In re Kingston Square Associates
United States Bankruptcy Court for the Southern District of New York
214 B.R. 713 (1997)
- Written by Steven Pacht, JD
Facts
Morton L. Ginsberg controlled 38 real estate entities (Ginsberg entities) that were restructured via a 1991 mortgage from the Chase Manhattan Bank, N.A. (Chase) (creditor) and a 1993 mortgage from REFG Investor Two, Inc. (REFG) (creditor), a wholly owned subsidiary of DLJ, an investment bank. Both loans prohibited a voluntary bankruptcy filing by the Ginsberg entities without unanimous director approval (for corporations) or unanimous general and limited-partner approval (for limited partnerships).

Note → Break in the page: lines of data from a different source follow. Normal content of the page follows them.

PR #10460, opened 2026-06-14
fix: deflake //rs/tests/consensus/orchestrator:ssh_access_to_nodes_test

basvandijk:
## Summary

Deflakes `//rs/tests/consensus/orchestrator:ssh_access_to_nodes_test`, whose subtest `node_does_not_remove_keys_on_restart` was flaky.

## Root cause

All recent flaky runs failed identically: a panic at `rs/tests/consensus/utils/src/ssh_access.rs:101` (the `.unwrap()` in `assert_authentication_works`) with:

```
[Session(-43)] Failed getting banner
```

`Session(-43)` is `LIBSSH2_ERROR_SOCKET_RECV` and *"Failed getting banner"* means the SSH **transport** handshake (`session.handshake()`) failed **before any authentication took place**. This is a transient transport-level hiccup that occurs when the node is briefly unresponsive — in particular right after `sudo systemctl restart ic-replica`, which is exactly what this subtest does before repeatedly asserting (in two polling loops) that SSH access still works.

The SSH keys were present the entire time (that is precisely what the subtest verifies), so this was a **false failure**: a transport hiccup, not a missing key. Because `assert_authentication_works` did a single connect + handshake + auth with **no retry**, one transient transport failure was enough to panic the whole test.

This matches all 4 flaky runs observed in the last week, which always:
- failed in `node_does_not_remove_keys_on_restart`,
- panicked at `ssh_access.rs:101` with `Failed getting banner`,
- did so during the post-restart "still accept connections" polling loops.

## Fix

Split `SshSession::login` into two steps:
- `connect` — TCP connect + SSH transport handshake (the transport layer).
- `authenticate` — user authentication (reflects whether the key actually grants access).

`assert_authentication_works` now retries only the transport `connect` step for a bounded time (the existing `SSH_ACCESS_TIMEOUT` of 30s with `SSH_ACCESS_BACKOFF` of 5s), then authenticates **exactly once**. Transient transport failures are absorbed, while a genuine loss of access (e.g. a key being incorrectly removed) still fails immediately, because authentication is not retried. The public `login` signature is unchanged, so the other callers are unaffected.

## Verification

`bazel test --test_output=errors --runs_per_test=3 --jobs=3 --cache_test_results=no //rs/tests/consensus/orchestrator:ssh_access_to_nodes_test`

2 of 3 runs passed fully, including `node_does_not_remove_keys_on_restart`, and the `Failed getting banner` panic did not recur. The 1 remaining failure was an unrelated `Retried too many times: sending a request to Farm` infrastructure timeout during setup, which is explicitly ignored per the flaky-test guide.

---

### DIFF
--- a/rs/tests/consensus/utils/src/ssh_access.rs
+++ b/rs/tests/consensus/utils/src/ssh_access.rs
@@ -80,21 +80,35 @@ impl Default for SshSession {
 }
 
 impl SshSession {
-    /// Opens a TCP connection to the node and performs the SSH transport handshake
-    /// (protocol-version banner exchange and key exchange). This is the transport
-    /// layer, established before any authentication takes place. Failures here (e.g.
-    /// "Failed getting banner" when the node is briefly unresponsive right after a
-    /// restart) are transient and unrelated to whether a key grants access.
-    fn connect(&mut self, ip: &IpAddr) -> Result<(), String> {
+    pub fn login(&mut self, ip: &IpAddr, username: &str, mean: &AuthMean) -> Result<(), String> {
+        // The SSH transport handshake (TCP connect + protocol banner and key
+        // exchange) is retried for a bounded time because it can fail transiently
+        // (e.g. with "Failed getting banner") when the node is briefly unresponsive,
+        // for instance right after the replica/orchestrator is restarted. Such
+        // transport-level failures are unrelated to whether the key grants access,
+        // which is what the callers actually test. The authentication step below is
+        // not retried, so an actual loss of access (e.g. a key being incorrectly
+        // removed) is still reported immediately.
         let ip_str = format!("[{ip}]:22");
-        let tcp = TcpStream::connect(ip_str).map_err(|err| err.to_string())?;
-        self.session.set_tcp_stream(tcp);
-        self.session.handshake().map_err(|err| err.to_string())
-    }
+        let start = std::time::Instant::now();
+        loop {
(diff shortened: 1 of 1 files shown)


pierugo-dfinity (commented):
I looked at callers of `login` and they all interpret an `Err` as being a failed authentication. I think it would make more sense to put the retry logic inside `login` and keep `assert_authentication_works` unchanged.
In that case, for simplicity we also wouldn't need to extract the two steps into functions `connect`/`authenticate` but keep it like today (just with a retry logic around the connection step).

basvandijk:
Good call, thanks! I moved the bounded transport-handshake retry inside `login` and reverted the `connect`/`authenticate` split, so `assert_authentication_works` is unchanged again. Since every caller of `login` treats an `Err` as a failed authentication, retrying only the transient transport step (TCP connect + handshake) inside `login` now benefits all callers — including `assert_authentication_fails`, which addresses the related point the Copilot reviewer raised. Authentication is still attempted only once, so a genuine loss of access is reported immediately.

Re-verified with `bazel test --runs_per_test=3 --jobs=3 --cache_test_results=no //rs/tests/consensus/orchestrator:ssh_access_to_nodes_test`: all 3 runs passed, with `node_does_not_remove_keys_on_restart` succeeding each time.

pierugo-dfinity (approved):
Thanks Bas! This is what I had in mind.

The Ginsberg entities had three-member boards: Ginsberg, a Ginsberg designee, and Laurence Richardson, a putatively independent director who was a DLJ consultant and former DLJ employee. In 1994, Chase and REFG issued notices of default and began foreclosing against the mortgaged properties. By mid-1996, Chase and REFG had won $370 million in judgments against the Ginsberg entities. Unable to petition for voluntary bankruptcy, Ginsberg arranged for a Ginsberg-entity trade creditor and several Ginsberg-entity professionals (collectively, petitioning creditors) to file involuntary-bankruptcy petitions against 11 Ginsberg entities (bankrupt entities) (debtors). Chase and REFG moved to dismiss the petitions under § 1112 of the Bankruptcy Code, arguing that the petitions were filed in bad faith because they were collusive. The bankruptcy court conducted a trial limited to bad faith. The trial evidence showed that, among other things, (1) the mortgaged properties might be worth more than the outstanding debt; (2) the Ginsberg entities never held director meetings, largely due to Ginsberg and his designee’s view that Richardson was DLJ’s pawn; (3) Richardson knew about the foreclosure proceedings but did nothing; (4) Richardson had a limited and incorrect understanding of the scope of his fiduciary duties to creditors and limited partners; (5) DLJ wound up as both a lender and shareholder after foreclosing on Ginsberg’s equity interests, putting DLJ in the position of owing fiduciary duties to creditors and limited partners while at the same time limiting the Ginsberg entities’ options; (6) the mortgaged properties were not adequately maintained or marketed, limiting their sale value; and (7) the petitioning creditors found at least one potential buyer for the mortgaged properties.
Rule of Law
Issue
Holding and Reasoning (Brozman, C.J.)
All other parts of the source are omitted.